**What to work on**
Copy out all the entries exactly.

**Data records**
== Segment start ==

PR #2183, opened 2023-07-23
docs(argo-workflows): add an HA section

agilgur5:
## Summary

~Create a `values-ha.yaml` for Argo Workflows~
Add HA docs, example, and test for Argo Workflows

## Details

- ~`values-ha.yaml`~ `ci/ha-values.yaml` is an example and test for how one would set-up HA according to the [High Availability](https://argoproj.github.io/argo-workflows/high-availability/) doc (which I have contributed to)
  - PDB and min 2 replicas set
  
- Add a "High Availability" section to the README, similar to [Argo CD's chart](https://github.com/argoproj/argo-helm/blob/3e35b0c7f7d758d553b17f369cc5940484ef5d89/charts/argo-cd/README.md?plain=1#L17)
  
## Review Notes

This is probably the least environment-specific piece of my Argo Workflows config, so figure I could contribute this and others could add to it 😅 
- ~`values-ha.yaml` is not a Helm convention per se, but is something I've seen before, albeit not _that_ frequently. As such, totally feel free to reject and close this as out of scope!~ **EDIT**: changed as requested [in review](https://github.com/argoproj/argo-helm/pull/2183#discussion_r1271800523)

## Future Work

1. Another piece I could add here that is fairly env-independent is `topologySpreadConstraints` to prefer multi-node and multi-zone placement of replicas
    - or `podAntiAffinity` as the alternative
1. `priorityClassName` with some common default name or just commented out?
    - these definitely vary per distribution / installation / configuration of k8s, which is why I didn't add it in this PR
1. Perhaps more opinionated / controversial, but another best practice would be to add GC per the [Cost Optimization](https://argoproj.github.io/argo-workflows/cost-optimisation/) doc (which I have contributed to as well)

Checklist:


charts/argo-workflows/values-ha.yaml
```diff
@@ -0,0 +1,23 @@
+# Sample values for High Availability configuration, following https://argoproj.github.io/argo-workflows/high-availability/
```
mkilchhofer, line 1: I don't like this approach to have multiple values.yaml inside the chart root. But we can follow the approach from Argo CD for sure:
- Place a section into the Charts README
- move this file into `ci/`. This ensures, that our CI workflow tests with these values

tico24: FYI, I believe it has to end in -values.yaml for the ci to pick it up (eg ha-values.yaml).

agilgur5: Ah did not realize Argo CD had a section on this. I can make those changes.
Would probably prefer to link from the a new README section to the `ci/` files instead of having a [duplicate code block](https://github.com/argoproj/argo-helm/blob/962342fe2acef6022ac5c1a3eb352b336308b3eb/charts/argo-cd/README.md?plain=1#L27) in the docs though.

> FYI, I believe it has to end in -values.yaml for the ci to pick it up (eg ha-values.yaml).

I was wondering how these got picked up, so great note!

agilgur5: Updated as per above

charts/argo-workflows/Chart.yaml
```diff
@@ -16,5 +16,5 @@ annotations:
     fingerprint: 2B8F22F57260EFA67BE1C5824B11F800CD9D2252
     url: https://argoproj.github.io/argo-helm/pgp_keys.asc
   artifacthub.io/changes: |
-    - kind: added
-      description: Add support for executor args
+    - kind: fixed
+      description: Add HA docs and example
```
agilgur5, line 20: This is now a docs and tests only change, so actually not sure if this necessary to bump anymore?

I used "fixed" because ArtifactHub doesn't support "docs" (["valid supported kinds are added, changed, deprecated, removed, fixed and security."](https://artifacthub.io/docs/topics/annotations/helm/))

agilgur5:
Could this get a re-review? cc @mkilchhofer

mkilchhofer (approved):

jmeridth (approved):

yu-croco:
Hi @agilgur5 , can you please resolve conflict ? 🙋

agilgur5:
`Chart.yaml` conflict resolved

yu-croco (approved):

== Segment end ==

**Written solution**
PR #2183, opened 2023-07-23
docs(argo-workflows): add an HA section

agilgur5:
## Summary

~Create a `values-ha.yaml` for Argo Workflows~
Add HA docs, example, and test for Argo Workflows

## Details

- ~`values-ha.yaml`~ `ci/ha-values.yaml` is an example and test for how one would set-up HA according to the [High Availability](https://argoproj.github.io/argo-workflows/high-availability/) doc (which I have contributed to)
  - PDB and min 2 replicas set
  
- Add a "High Availability" section to the README, similar to [Argo CD's chart](https://github.com/argoproj/argo-helm/blob/3e35b0c7f7d758d553b17f369cc5940484ef5d89/charts/argo-cd/README.md?plain=1#L17)
  
## Review Notes

This is probably the least environment-specific piece of my Argo Workflows config, so figure I could contribute this and others could add to it 😅 
- ~`values-ha.yaml` is not a Helm convention per se, but is something I've seen before, albeit not _that_ frequently. As such, totally feel free to reject and close this as out of scope!~ **EDIT**: changed as requested [in review](https://github.com/argoproj/argo-helm/pull/2183#discussion_r1271800523)

## Future Work

1. Another piece I could add here that is fairly env-independent is `topologySpreadConstraints` to prefer multi-node and multi-zone placement of replicas
    - or `podAntiAffinity` as the alternative
1. `priorityClassName` with some common default name or just commented out?
    - these definitely vary per distribution / installation / configuration of k8s, which is why I didn't add it in this PR
1. Perhaps more opinionated / controversial, but another best practice would be to add GC per the [Cost Optimization](https://argoproj.github.io/argo-workflows/cost-optimisation/) doc (which I have contributed to as well)

Checklist:


charts/argo-workflows/values-ha.yaml
```diff
@@ -0,0 +1,23 @@
+# Sample values for High Availability configuration, following https://argoproj.github.io/argo-workflows/high-availability/
```
mkilchhofer, line 1: I don't like this approach to have multiple values.yaml inside the chart root. But we can follow the approach from Argo CD for sure:
- Place a section into the Charts README
- move this file into `ci/`. This ensures, that our CI workflow tests with these values

tico24: FYI, I believe it has to end in -values.yaml for the ci to pick it up (eg ha-values.yaml).

agilgur5: Ah did not realize Argo CD had a section on this. I can make those changes.
Would probably prefer to link from the a new README section to the `ci/` files instead of having a [duplicate code block](https://github.com/argoproj/argo-helm/blob/962342fe2acef6022ac5c1a3eb352b336308b3eb/charts/argo-cd/README.md?plain=1#L27) in the docs though.

> FYI, I believe it has to end in -values.yaml for the ci to pick it up (eg ha-values.yaml).

I was wondering how these got picked up, so great note!

agilgur5: Updated as per above

charts/argo-workflows/Chart.yaml
```diff
@@ -16,5 +16,5 @@ annotations:
     fingerprint: 2B8F22F57260EFA67BE1C5824B11F800CD9D2252
     url: https://argoproj.github.io/argo-helm/pgp_keys.asc
   artifacthub.io/changes: |
-    - kind: added
-      description: Add support for executor args
+    - kind: fixed
+      description: Add HA docs and example
```
agilgur5, line 20: This is now a docs and tests only change, so actually not sure if this necessary to bump anymore?

I used "fixed" because ArtifactHub doesn't support "docs" (["valid supported kinds are added, changed, deprecated, removed, fixed and security."](https://artifacthub.io/docs/topics/annotations/helm/))

agilgur5:
Could this get a re-review? cc @mkilchhofer

mkilchhofer (approved):

jmeridth (approved):

yu-croco:
Hi @agilgur5 , can you please resolve conflict ? 🙋

agilgur5:
`Chart.yaml` conflict resolved

yu-croco (approved):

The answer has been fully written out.